Das Erste, was sie noch am Abend ihrer Ankunft erfuhr, war: "Versuche mit dem, was da ist, kreative Lösungen zu finden." Denn die Behandlungsmöglichkeiten waren ebenso begrenzt wie die Zahl der Medikamente.

"Sie fangen an, ganz neu über Medizin nachzudenken", berichtet Bärbel Schanze, die aufgrund der Medikamenten-Knappheit auch schon mal Wundränder kurzerhand mit Honig desinfizierte. "Die Arbeit im Krankenhauszelt des Finnischen Roten Kreuzes, das die Aktion leitete, kann man ganz entfernt mit der in einer Hausarztpraxis vergleichen. Viele unserer Patienten waren Kinder mit hohem Fieber, Augenentzündungen, Halsentzündungen, infizierten Insektenstichen bis hin zu Abszessen", erzählt Bärbel Schanze. Andere kamen mit Kopfschmerzen, Magen-Darmproblemen, Messerstichverletzungen, aber auch vielen chronischen Krankheiten wie Diabetes, Herz-Kreislauf-Erkrankungen, Epilepsie und Depressionen. Einiges habe sie als Krankenschwester ohne Arzt versorgen können, für anderes sei eine ärztliche Behandlung und Entscheidung notwendig gewesen. Frische Verletzungen, die unter abenteuerlichen Bedingungen genäht werden, oder frühgeborene Zwillinge, die hochfiebrig kaum noch spürbares Leben zeigen. Oft verlangten sie Schmerzmittel oder Antibiotika und am liebsten einen "medical report", weil sie sich davon versprachen, das Lager schneller verlassen zu können.

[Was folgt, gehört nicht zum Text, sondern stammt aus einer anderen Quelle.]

PR #1410, opened 2022-08-08
upgrade to ghc-9.4 parse tree

shayne-fletcher:
- this pr migrates hlint to the ghc-9.4.1 parse tree
- the minimum ghc version for building hlint with this pr becomes ghc-9.0.1
  - accordingly i've removed 8.10 from `.github/workflws/ci.yml`
  - of course with 9.4.1 being now available, one hopes we can add `9.4` to that matrix in the near future
- regarding issue https://github.com/ndmitchell/hlint/pull/1385:
  - ghc-lib-parser-ex switched to always linking `ghc-lib-parser` by default in pr https://github.com/shayne-fletcher/ghc-lib-parser-ex/pull/123
  - the companion change to hlint in pr https://github.com/ndmitchell/hlint/pull/1385 has ~~yet to land~~ been abandoned in light of this PR being accepted
  - since the choice of defaults must be consistent between these two packages, replicate https://github.com/ndmitchell/hlint/pull/1385 in this pr accordingly

### DIFF
--- a/hlint.cabal
+++ b/hlint.cabal
@@ -53,7 +53,7 @@ flag gpl
     description: Use GPL libraries, specifically hscolour
 
 flag ghc-lib
-  default: False
+  default: True
   manual: True
   description: Force dependency on ghc-lib-parser even if GHC API in the ghc package is supported
 
@@ -81,16 +81,16 @@ library
         deriving-aeson >= 0.2,
         filepattern >= 0.1.1
 
-    if !flag(ghc-lib) && impl(ghc >= 9.2.2) && impl(ghc < 9.3.0)
+    if !flag(ghc-lib) && impl(ghc >= 9.4.1) && impl(ghc < 9.5.0)
       build-depends:
-        ghc == 9.2.*,
+        ghc == 9.4.*,
         ghc-boot-th,
         ghc-boot
     else
       build-depends:
-          ghc-lib-parser == 9.2.*
+          ghc-lib-parser == 9.4.*
     build-depends:
-        ghc-lib-parser-ex >= 9.2.0.3 && < 9.2.1
+        ghc-lib-parser-ex >= 9.4.0.0 && < 9.4.1
 
     if flag(gpl)
         build-depends: hscolour >= 1.21
--- a/src/Hint/Extensions.hs
+++ b/src/Hint/Extensions.hs
@@ -268,6 +268,8 @@ import GHC.Hs
 import GHC.Types.Basic
 import GHC.Types.Name.Reader
 import GHC.Types.ForeignCall
+import qualified GHC.Data.Strict
+import GHC.Types.PkgQual
 
 import GHC.Util
 import GHC.LanguageExtensions.Type
@@ -286,7 +288,7 @@ extensionsHint :: ModuHint
 extensionsHint _ x =
     [
         rawIdea Hint.Type.Warning "Unused LANGUAGE pragma"
-        (RealSrcSpan (anchor sl) Nothing)
+        (RealSrcSpan (anchor sl) GHC.Data.Strict.Nothing)
         (comment_ (mkLanguagePragmas sl exts))
         (Just newPragma)
         ( [RequiresExtension (show gone) | (_, Just x) <- before \\ after, gone <- Map.findWithDefault [] x disappear] ++
@@ -372,21 +374,9 @@ usedExt DeriveLift = hasDerive ["Lift"]
 usedExt DeriveAnyClass = not . null . derivesAnyclass . derives
 usedExt x = used x
 
--- The ghc-lib-parser-ex functions are getting fixed to have the new
--- signatures.
-isMDo' :: HsStmtContext GhcRn -> Bool
-isMDo' = \case MDoExpr _ -> True; _ -> False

"Viele mussten wir ins Hospital schicken, aber das griechische Gesundheitssystem ist Lichtjahre von dem entfernt, was wir kennen und was teilweise die Flüchtlinge kennen. Zuhause in Syrien etwa sind die Menschen hervorragend medizinisch versorgt gewesen." Dementsprechend seien den Helfern nicht selten auch aggressive Töne entgegengeschlagen, was zwar verständlich, aber dennoch belastend für sie gewesen sei. Trotzdem habe das Team alles gegeben. Insgesamt sind in der Zeit ihrer Anwesenheit in den drei Lagern über 3.000 Kinder geimpft worden.

"Als eine Kollegin abreiste, erfuhr ich morgens, dass ich jetzt die verantwortliche Schwester für die Klinik in Cherso war. Was auch beinhaltete, dass ich die Neuen einarbeiten, aber auch das ganze Team im VW-Bus hin und her kutschieren musste. Am zweiten Tag schon fragte ich mich, warum ich Sorge gehabt hatte, das nicht hinzukriegen. Es kam so ein leiser Hauch von Routine auf, weil sich Handgriffe wiederholen, das Team eingespielt war und es bei allem Elend auch viele lustige Momente und Gespräche gab."

Ob sie sich einen solchen Einsatz in der nächsten Zeit wieder vorstellen könne? "Ja, eigentlich sofort", sagt Bärbel Schanze. "Aber ich glaube, es ist wichtig, erst mal Abstand zu gewinnen. Man verliert den Bezug zur Realität zu Hause, wenn man die Entwicklungsarbeit übertreibt. Und ich arbeite ja gerne hier und bin bei meiner Familie, so dass ich bis zum nächsten Einsatz noch warten werde."